[[ Source information open ]]

PR #1349, opened 2016-04-21
Check for null Project to avoid NPE

gamerson:


gamerson:
This small null check helps the bndEditor be used to edit a bnd.bnd file to set "Export-Package:" from a non-workspace project.

bjhargrave:
LGTM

[[ Source information closed ]]

All of the material must be given again, exactly as it appears above.

PR #1349, opened 2016-04-21
Check for null Project to avoid NPE

gamerson:


gamerson:
This small null check helps the bndEditor be used to edit a bnd.bnd file to set "Export-Package:" from a non-workspace project.

bjhargrave:
LGTM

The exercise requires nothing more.